DevOps

DevOps blends the processes of development, quality assurance, and production. This requires steady collaboration between systems engineers, developers, testers, system administrators, and product owners, organized and focused by scrum masters, with an eye to deploying small components of functionality rapidly to the user community.

The rapid and consistent DevOps deployment pipeline requires software teams to review and modernize their test and production environments to align better with DevOps approaches. For example, infrastructure teams are now doing away with traditional patch management cycles, instead opting simply to provide end users with the ability to tear down virtual machines and containers, and rebuild them whenever needed.

DevOps organizations utilize infrastructure as code, whereby system administrators become developers creating configuration files and scripts to deploy applications and microservices to Virtual Machines (VMs) and containers in the production environment. 

Tools such as Puppet, Chef, Ansible, nScale, and many others support automated deployment processes, but their implementations must be carefully architected and planned. A powerful DevOps approach is to cross‐train developers and system administrators, enabling a collaborative atmosphere across these disciplines.

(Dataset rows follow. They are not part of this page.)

PR #312, opened 2025-07-05
Add `HOOKTYPE_CAN_USE_NICK`, useful for blocking on an internal level like "IRC" nick

ValwareIRC:
Useful for my use-case with Runa, this lets modules block nick changes on an internal level. This is suitable for module-provided bots (like Runa) where this idea is better than the module adding a qline for the nick, which can be subsequently removed by an oper (using services or third-party mods) and potentially cause issues by `/nick`ing to the "internal" nick.

### DIFF
--- a/include/modules.h
+++ b/include/modules.h
@@ -1542,7 +1542,7 @@ int hooktype_pre_chanmsg(Client *client, Channel *channel, MessageTag **mtags, c
  * @retval HOOK_DENY		Deny the message. The 'errmsg' will be sent to the user.
  * @retval HOOK_CONTINUE	Allow the message, unless other modules block it.
  */
-int hooktype_can_send_to_user(Client *client, Client *target, const char **text, const char **errmsg, SendType sendtype);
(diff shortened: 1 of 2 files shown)


include/modules.h
```diff
@@ -1526,7 +1524,7 @@ int hooktype_local_kick(Client *client, Client *victim, Channel *channel, Messag
 int hooktype_remote_kick(Client *client, Client *victim, Channel *channel, MessageTag *mtags, const char *comment);
 
 /** Called right before a message is sent to the channel (function prototype for HOOKTYPE_PRE_CHANMSG).
- * This function is only used by delayjoin. It cannot block a message. See hooktype_can_send_to_channel() instead!
+ * This function is only used by delayjoin. It cannot block a message. See hooktype_can_send_to_user() instead!
```
ValwareIRC, line 1527: This is a typo fix unrelated to the PR, but fixes a link in the doxygen pages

A key aspect of DevOps is the ability for developers to understand what is happening in the production environment. DevOps works best when software developers instrument their code up front, so that the—ilities (for example, scalability, availability, usability, and so on) of the product can be measured and fed back into the system as requirements.

DevOps engineers can receive metrics concerning their software from the field. These metrics often drive the creation of backlog creation that the stakeholder community did not anticipate, and also help in the identification of Defect Reports (DRs). These are all important feedback mechanisms that help improve the product. This blending of development and operation provides a framework for rapid feedback on the quality of software in the field.

All of these principles can also be applied to the domain of cyber security. With DevSecOps, security stakeholders embed within the development, QA, and deployment of the software. The constant feedback from instrumentation, collaboration across previous silos, and a focus on automation benefits security practitioners. These qualities of DevOps pair nicely with the concept of Information Security Continuous Monitoring (ISCM). 

The process workflow shown in the following figure provides a view into a DevSecOps process. Sources of security requirements vary, but can include STIGs as well as requirements defined in the NIST SP 800-53 series. A focus on testing includes unit tests, compliance scans, and static/dynamic analysis as part of an ISCM approach:

Automation is key, and is enabled through configuration management tools, deployment, and deployment scripts. Documentation of the system is captured in real time as the design evolves and development continues, using tools such as Confluence.

Continuous deployment is enabled and benefits from a QA/staging area implemented using virtualized test infrastructures and mirrored environments. An ISCM program focuses on continuously monitoring the posture of the system to ensure that the risk profile is understood, and the authorizing official for that system can make a calculated decision based on that risk.

Just as with Agile, the adoption of DevSecOps requires process reengineering across the adopting organization and programs. DoD programs that want to adopt a DevSecOps approach should focus on transforming their programs with the following goals in mind:

• Automate: Aim for continuous deployment of small chunks of functionality. Engage your development teams to automate deployment scripts and configuration files using tools such as Puppet, Chef, and Ansible. Automate security tests, and ensure that feedback from those tests is passed back to the product backlog. 
• Blend operations, QA, and development: DevOps was inspired in part by the movement towards cloud computing. Cloud hosting makes it easier to launch and tear down virtual instances, and to be responsive when changes are required to software baselines. Take the time to work with the end users of your software to understand as best you can the operational environment, and use virtual test beds such as Ravello whenever possible to catch deployment issues early. 
• Instrument and provide continuous feedback: Look for ways to capture data across the life cycle of the software. Introduce acceptance criteria or user stories in the backlog to push your development teams to instrument their code, so they can receive metrics during operation. Use these metrics as input when needed to create new backlog stories. Set up security defect-monitoring architecture, to maintain awareness of the security state of your software.
• Be transparent: Create and keep security documentation up to date in real time using tools such as Confluence, and provide access to all stakeholders including any security evaluators. 
• Be vigilant: Security is everyone's responsibility. Even though you need skilled security experts to lead the charge, everyone should be armed with the knowledge needed to identify basic security issues through code reviews and scanning. This includes the need to look out for code not developed by your teams. The push towards faster code releases in a DevOps environment often results in the use of open source tools within programs. All tools should be evaluated by security staff before use, and a repository of approved open source libraries should be maintained for quick access.

Selecting and refining an optimal approach to secure design is a process well worth the investment. Product life cycles impact:

• The methodologies we select to develop and manage security requirements
• Satisfaction of those requirements in the design
• How we respond to changes (and vulnerabilities) in the marketplace

Waterfall, Spiral, Agile, and DevOps approaches all possess advantages and disadvantages. Agile methodologies can be leveraged to build security into the design of your IoT product or system in very small increments.

No matter which methodology your team chooses, make sure that your security engineers become partners and collaborators with your developers.